__Work order__:
Copies of all lines containing the string "couple" are needed from the data below.

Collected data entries
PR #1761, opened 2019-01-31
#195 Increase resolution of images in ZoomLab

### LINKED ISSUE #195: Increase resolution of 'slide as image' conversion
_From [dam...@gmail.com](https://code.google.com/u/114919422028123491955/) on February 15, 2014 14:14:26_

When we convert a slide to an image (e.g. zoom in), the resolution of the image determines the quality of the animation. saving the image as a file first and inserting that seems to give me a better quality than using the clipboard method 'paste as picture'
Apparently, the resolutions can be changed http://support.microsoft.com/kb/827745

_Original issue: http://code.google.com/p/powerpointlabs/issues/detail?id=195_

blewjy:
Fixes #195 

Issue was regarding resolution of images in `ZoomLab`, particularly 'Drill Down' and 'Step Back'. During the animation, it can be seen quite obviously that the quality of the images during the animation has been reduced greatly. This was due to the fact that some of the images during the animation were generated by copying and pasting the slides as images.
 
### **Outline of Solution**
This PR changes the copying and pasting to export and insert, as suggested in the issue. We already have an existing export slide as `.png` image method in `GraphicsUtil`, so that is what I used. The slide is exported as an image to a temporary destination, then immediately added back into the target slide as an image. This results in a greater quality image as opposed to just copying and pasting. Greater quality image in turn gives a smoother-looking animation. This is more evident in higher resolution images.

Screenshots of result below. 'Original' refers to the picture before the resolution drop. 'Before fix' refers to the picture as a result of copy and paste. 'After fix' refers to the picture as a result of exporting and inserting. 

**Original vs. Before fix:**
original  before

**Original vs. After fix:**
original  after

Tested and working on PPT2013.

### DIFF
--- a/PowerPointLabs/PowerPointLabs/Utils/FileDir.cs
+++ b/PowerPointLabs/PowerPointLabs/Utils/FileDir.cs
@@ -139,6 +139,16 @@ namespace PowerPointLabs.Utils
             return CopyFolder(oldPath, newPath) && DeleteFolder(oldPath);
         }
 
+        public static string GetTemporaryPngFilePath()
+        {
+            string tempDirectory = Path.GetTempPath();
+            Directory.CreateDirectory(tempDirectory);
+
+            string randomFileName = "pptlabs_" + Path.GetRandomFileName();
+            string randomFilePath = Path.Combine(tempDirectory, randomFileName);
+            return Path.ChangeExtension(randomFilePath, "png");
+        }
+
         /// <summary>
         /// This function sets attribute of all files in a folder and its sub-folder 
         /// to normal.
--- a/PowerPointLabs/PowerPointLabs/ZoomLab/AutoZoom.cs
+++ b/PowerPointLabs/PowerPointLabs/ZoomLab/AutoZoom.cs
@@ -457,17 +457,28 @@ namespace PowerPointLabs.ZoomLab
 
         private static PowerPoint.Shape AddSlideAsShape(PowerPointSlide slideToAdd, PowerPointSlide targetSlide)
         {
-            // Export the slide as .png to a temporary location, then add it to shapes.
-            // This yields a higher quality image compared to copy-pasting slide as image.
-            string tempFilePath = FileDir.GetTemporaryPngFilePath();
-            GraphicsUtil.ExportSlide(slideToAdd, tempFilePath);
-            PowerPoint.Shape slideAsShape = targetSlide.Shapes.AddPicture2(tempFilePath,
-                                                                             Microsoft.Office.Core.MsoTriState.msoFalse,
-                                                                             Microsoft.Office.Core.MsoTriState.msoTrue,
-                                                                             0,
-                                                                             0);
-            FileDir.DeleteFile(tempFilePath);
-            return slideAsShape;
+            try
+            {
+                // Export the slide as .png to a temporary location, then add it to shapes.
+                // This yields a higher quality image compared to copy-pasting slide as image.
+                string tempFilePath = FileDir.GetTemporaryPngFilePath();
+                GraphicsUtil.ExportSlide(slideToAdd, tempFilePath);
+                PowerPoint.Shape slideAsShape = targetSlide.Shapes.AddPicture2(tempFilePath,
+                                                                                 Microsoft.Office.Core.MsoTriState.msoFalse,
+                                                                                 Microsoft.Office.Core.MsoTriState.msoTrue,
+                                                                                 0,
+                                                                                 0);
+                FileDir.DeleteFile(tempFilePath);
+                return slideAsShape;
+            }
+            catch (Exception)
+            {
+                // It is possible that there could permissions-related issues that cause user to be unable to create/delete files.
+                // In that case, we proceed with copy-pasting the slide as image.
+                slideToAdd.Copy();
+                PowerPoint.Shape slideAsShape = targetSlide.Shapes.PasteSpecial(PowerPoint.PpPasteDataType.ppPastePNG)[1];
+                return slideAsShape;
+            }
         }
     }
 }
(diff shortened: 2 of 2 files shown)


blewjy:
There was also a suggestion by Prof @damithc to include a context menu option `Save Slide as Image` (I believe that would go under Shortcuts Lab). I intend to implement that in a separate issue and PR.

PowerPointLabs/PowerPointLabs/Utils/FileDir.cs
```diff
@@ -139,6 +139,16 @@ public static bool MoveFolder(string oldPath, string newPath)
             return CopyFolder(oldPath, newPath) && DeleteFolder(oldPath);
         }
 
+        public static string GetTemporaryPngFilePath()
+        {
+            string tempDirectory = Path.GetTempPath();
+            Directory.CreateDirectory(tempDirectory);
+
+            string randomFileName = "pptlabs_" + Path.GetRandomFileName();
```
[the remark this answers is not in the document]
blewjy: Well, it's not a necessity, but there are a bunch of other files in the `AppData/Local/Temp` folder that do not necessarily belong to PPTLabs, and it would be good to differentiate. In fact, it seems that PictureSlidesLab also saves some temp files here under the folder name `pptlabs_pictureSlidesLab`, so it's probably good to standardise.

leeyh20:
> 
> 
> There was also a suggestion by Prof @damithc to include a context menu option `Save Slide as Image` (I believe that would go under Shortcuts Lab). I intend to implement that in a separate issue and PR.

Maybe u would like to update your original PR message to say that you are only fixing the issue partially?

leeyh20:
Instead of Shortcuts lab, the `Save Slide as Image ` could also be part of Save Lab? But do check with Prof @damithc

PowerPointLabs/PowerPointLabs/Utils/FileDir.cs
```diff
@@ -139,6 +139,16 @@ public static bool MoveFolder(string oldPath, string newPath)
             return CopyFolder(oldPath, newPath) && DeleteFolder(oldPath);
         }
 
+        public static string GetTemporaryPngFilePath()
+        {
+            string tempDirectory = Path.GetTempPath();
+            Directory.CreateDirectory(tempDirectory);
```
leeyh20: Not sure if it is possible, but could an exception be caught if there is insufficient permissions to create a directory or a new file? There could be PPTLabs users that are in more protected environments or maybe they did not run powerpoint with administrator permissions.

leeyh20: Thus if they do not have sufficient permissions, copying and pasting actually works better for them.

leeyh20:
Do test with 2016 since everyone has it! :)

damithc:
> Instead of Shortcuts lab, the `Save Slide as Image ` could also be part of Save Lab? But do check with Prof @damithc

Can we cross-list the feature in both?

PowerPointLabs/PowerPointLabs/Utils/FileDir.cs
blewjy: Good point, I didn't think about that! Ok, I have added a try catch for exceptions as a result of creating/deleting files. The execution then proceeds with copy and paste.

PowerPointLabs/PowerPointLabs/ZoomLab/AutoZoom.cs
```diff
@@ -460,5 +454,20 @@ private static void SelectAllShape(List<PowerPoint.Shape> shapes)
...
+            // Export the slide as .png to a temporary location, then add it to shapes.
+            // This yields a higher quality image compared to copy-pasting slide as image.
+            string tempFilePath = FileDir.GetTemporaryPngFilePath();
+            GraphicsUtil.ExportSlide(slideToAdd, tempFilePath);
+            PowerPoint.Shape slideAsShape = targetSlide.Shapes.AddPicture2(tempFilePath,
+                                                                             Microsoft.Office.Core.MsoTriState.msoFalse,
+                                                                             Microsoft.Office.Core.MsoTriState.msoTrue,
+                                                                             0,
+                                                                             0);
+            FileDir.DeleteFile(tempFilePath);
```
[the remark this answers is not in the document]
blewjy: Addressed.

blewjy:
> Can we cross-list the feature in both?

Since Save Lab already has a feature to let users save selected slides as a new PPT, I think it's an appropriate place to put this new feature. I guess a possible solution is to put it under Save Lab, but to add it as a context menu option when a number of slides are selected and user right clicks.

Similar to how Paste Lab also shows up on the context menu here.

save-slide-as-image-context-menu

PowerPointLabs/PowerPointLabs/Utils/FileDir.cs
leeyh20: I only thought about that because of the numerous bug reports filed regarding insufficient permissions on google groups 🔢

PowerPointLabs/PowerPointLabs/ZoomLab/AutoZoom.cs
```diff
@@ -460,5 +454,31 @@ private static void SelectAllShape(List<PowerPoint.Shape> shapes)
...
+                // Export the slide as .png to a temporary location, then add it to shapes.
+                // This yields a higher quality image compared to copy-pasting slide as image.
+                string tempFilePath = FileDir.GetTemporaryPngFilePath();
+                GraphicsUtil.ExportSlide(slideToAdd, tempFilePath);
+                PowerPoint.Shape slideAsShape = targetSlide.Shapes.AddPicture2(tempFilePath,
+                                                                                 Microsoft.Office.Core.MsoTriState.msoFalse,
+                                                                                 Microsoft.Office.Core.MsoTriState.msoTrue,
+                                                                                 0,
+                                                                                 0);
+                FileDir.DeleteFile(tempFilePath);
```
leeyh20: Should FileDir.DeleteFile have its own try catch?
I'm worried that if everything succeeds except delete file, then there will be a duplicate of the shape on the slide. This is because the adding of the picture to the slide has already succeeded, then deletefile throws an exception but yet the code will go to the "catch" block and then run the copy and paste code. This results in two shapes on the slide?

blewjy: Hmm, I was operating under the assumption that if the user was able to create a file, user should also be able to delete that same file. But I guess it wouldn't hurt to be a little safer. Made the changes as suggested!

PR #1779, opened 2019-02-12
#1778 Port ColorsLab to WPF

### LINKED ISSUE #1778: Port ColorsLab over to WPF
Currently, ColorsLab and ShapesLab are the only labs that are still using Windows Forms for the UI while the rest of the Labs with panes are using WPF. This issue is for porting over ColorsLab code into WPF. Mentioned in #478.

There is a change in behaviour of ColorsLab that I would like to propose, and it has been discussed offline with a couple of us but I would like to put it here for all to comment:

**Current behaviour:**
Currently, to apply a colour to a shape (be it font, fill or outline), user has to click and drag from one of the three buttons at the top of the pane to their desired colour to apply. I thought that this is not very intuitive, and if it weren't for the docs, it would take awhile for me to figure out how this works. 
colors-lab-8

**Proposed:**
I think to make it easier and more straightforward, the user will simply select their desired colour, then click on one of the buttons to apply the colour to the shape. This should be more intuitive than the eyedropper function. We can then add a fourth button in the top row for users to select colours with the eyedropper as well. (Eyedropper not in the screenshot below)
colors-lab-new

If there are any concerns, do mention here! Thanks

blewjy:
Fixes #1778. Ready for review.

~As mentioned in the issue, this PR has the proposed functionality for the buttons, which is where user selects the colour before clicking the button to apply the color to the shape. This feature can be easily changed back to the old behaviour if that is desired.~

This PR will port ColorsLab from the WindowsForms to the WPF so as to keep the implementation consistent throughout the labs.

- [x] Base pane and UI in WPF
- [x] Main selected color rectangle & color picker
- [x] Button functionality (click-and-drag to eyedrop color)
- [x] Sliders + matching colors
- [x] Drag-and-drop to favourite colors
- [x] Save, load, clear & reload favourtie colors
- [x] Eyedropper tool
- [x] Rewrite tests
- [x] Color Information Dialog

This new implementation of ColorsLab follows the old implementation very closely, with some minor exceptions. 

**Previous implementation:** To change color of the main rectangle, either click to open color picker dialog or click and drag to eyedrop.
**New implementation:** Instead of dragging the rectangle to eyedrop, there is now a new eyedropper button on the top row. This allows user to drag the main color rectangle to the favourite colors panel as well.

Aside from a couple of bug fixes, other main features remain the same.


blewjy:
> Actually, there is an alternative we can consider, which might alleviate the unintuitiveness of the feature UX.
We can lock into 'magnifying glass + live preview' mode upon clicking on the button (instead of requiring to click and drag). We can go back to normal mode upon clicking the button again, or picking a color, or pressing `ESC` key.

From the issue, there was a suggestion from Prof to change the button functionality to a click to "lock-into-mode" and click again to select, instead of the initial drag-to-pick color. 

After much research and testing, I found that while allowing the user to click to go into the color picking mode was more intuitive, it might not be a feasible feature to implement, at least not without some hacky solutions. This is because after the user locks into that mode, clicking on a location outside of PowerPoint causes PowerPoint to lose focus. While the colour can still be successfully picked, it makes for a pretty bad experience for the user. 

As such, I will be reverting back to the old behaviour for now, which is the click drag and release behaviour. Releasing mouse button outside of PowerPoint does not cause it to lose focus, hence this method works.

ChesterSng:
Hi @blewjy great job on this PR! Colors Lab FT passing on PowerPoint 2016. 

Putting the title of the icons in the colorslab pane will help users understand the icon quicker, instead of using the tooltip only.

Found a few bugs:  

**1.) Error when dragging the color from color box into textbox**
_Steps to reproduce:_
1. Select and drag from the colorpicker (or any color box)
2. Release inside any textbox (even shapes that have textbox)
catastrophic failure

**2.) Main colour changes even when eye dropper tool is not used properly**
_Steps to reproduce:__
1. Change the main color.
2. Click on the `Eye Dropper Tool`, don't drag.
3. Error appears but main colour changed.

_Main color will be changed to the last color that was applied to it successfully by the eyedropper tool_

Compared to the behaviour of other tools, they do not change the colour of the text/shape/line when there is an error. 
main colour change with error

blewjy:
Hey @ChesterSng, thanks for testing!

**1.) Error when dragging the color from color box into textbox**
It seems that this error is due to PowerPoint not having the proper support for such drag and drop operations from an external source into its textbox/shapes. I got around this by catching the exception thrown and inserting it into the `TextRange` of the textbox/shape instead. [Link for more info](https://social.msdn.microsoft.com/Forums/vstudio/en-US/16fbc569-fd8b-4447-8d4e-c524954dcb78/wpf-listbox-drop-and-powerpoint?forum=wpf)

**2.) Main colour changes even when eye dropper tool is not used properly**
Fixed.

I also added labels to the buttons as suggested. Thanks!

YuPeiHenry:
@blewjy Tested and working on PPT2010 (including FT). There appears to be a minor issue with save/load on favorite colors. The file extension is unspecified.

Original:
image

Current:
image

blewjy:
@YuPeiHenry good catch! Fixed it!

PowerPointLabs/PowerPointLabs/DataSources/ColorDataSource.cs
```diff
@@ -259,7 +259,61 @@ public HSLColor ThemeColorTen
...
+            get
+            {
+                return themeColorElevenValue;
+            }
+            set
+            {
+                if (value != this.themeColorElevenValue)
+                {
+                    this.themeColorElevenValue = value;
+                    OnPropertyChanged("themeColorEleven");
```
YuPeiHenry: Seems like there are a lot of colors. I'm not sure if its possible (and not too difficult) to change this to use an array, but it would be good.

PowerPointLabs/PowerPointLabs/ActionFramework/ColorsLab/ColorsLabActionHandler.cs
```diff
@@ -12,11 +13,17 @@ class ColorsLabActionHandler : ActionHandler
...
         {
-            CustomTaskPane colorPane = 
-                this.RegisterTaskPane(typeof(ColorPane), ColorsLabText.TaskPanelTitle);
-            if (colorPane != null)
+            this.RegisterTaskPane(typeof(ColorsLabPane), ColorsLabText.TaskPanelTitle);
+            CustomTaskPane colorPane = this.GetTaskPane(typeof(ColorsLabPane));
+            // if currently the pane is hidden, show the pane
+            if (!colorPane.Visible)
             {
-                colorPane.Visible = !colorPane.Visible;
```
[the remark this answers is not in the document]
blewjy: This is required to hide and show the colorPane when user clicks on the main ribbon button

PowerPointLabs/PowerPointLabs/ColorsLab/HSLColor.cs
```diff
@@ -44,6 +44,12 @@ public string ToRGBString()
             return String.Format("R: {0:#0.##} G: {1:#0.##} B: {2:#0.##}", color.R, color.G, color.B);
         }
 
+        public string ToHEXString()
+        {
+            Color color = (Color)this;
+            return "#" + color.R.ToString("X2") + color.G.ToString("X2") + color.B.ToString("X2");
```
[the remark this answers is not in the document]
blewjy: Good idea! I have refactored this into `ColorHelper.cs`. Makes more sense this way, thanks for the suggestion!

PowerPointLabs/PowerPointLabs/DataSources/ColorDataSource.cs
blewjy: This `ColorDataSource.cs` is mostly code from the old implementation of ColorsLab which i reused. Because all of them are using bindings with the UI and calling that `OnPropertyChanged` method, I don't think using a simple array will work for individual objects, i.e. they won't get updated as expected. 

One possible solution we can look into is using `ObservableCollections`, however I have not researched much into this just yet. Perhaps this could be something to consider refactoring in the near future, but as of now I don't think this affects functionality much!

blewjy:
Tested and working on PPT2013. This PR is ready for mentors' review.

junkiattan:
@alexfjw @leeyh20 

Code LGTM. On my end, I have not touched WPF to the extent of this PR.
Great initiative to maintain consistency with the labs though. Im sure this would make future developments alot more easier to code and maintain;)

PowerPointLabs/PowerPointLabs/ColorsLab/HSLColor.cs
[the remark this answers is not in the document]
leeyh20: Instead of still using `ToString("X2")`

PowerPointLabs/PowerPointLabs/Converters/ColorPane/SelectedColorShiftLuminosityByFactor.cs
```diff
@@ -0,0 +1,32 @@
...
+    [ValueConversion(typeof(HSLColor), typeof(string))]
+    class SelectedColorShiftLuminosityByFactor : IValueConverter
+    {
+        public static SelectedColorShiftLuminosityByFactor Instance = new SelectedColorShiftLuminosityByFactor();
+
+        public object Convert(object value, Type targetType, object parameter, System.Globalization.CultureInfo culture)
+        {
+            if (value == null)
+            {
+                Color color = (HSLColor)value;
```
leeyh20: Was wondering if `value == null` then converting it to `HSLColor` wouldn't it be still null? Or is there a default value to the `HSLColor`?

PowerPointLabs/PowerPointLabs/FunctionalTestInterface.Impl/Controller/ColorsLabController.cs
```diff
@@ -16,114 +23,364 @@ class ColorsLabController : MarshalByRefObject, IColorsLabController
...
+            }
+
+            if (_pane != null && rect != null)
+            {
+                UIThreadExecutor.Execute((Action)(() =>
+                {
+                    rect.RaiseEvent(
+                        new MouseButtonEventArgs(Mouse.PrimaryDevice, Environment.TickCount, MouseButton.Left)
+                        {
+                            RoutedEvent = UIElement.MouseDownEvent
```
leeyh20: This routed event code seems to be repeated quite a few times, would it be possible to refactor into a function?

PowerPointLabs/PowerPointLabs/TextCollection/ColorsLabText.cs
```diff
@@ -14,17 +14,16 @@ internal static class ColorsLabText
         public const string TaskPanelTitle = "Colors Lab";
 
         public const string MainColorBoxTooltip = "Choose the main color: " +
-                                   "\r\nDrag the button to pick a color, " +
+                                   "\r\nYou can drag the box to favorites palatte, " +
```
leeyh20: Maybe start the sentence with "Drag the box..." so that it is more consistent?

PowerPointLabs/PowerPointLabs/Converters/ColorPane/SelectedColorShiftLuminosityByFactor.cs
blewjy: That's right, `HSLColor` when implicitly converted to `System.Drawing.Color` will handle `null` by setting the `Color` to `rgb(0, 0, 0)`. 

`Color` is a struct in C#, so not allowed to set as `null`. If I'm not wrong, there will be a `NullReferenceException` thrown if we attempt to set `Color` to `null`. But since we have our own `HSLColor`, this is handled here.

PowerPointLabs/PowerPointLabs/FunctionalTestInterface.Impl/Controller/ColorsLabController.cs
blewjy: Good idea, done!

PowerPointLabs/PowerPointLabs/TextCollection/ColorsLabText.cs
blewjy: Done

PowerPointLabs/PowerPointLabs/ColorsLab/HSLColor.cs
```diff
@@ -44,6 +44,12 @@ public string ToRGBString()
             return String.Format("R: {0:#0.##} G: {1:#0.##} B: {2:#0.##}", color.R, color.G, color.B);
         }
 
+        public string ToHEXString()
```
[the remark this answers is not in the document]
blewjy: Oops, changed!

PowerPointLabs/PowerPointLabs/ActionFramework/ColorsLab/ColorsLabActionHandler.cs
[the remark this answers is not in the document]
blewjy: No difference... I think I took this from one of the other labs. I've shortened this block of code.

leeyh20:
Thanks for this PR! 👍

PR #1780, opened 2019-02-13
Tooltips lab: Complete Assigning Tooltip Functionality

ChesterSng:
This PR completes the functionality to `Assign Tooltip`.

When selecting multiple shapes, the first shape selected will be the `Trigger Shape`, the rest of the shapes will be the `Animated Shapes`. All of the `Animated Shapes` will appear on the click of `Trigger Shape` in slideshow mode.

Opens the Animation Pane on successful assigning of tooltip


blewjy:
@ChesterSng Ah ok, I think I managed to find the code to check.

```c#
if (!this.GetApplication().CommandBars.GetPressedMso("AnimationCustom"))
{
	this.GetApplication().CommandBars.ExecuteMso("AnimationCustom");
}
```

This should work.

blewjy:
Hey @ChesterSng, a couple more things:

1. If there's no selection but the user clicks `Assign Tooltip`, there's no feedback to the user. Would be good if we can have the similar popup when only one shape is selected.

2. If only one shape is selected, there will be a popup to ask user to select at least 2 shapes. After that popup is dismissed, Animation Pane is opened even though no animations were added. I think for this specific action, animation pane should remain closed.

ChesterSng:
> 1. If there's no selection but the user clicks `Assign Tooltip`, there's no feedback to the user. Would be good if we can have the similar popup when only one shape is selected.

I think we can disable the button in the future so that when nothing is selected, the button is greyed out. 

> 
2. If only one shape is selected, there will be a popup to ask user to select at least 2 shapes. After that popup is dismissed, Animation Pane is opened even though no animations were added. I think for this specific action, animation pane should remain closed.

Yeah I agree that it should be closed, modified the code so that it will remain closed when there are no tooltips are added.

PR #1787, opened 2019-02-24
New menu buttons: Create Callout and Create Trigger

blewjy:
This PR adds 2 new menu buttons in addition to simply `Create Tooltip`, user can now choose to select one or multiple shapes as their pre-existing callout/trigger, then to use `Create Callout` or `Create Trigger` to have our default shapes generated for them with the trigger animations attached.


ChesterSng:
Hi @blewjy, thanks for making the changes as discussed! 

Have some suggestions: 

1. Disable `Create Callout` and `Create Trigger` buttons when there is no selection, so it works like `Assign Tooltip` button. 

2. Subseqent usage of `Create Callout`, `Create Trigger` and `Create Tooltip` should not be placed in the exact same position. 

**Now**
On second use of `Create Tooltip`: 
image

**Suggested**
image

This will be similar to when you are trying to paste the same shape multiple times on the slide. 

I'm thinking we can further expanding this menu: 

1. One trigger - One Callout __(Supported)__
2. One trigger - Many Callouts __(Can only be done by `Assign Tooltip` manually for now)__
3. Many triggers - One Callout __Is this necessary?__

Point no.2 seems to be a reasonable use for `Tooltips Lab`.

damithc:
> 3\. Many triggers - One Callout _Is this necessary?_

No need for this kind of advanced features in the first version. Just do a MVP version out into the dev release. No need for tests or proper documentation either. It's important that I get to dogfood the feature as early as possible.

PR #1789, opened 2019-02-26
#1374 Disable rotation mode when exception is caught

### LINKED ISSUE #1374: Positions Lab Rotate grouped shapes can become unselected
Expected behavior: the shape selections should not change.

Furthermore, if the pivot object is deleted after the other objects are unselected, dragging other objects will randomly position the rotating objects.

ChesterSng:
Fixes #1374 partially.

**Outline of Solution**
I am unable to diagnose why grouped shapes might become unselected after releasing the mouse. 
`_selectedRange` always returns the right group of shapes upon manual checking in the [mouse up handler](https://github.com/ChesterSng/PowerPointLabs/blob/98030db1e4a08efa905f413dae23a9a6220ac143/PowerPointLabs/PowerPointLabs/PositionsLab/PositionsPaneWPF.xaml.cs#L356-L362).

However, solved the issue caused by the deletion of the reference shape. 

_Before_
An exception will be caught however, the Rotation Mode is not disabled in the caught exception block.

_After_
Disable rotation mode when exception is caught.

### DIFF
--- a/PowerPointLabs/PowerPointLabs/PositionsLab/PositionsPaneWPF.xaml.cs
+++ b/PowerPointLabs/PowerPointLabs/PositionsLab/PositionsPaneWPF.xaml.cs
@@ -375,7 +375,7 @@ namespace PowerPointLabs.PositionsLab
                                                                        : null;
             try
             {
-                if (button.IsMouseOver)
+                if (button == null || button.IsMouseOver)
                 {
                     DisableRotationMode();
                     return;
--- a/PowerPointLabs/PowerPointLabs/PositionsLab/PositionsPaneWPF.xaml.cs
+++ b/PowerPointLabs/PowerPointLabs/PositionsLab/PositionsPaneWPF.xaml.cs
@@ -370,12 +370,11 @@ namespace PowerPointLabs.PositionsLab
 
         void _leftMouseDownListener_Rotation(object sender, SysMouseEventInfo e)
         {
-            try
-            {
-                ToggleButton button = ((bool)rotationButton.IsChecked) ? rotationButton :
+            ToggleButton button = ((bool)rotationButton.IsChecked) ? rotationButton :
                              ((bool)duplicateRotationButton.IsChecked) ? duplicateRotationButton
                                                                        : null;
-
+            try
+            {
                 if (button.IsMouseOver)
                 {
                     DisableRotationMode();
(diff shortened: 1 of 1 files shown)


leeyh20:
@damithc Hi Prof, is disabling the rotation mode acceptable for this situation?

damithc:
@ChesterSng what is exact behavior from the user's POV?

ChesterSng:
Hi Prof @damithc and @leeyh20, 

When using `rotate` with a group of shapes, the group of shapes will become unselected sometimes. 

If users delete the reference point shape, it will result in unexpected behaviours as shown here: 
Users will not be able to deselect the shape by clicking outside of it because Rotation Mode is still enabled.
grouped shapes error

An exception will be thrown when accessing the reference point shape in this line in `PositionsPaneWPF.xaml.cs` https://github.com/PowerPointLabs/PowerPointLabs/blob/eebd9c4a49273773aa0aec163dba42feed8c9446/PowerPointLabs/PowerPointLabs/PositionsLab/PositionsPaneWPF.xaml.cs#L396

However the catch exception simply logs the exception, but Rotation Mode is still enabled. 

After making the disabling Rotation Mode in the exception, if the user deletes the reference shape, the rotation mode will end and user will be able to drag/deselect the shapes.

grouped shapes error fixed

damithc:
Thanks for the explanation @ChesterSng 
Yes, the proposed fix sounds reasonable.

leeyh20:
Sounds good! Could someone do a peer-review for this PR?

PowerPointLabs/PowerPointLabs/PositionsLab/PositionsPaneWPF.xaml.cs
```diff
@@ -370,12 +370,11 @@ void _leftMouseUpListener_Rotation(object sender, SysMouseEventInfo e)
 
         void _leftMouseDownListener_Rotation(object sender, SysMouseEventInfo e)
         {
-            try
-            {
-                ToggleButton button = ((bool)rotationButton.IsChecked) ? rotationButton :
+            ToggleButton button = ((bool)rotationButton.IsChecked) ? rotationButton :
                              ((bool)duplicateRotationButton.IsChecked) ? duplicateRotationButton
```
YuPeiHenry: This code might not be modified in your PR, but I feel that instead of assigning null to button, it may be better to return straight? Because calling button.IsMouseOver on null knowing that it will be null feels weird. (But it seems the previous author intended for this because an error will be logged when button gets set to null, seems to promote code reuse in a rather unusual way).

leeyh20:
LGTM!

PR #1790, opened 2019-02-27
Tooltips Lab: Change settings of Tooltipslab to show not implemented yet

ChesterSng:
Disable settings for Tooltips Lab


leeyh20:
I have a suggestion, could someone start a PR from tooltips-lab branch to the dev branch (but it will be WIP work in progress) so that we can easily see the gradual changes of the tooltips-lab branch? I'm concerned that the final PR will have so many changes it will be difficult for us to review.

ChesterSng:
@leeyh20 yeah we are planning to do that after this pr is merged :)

__Written solution__:
There is a change in behaviour of ColorsLab that I would like to propose, and it has been discussed offline with a couple of us but I would like to put it here for all to comment:
Aside from a couple of bug fixes, other main features remain the same.
Hey @ChesterSng, a couple more things:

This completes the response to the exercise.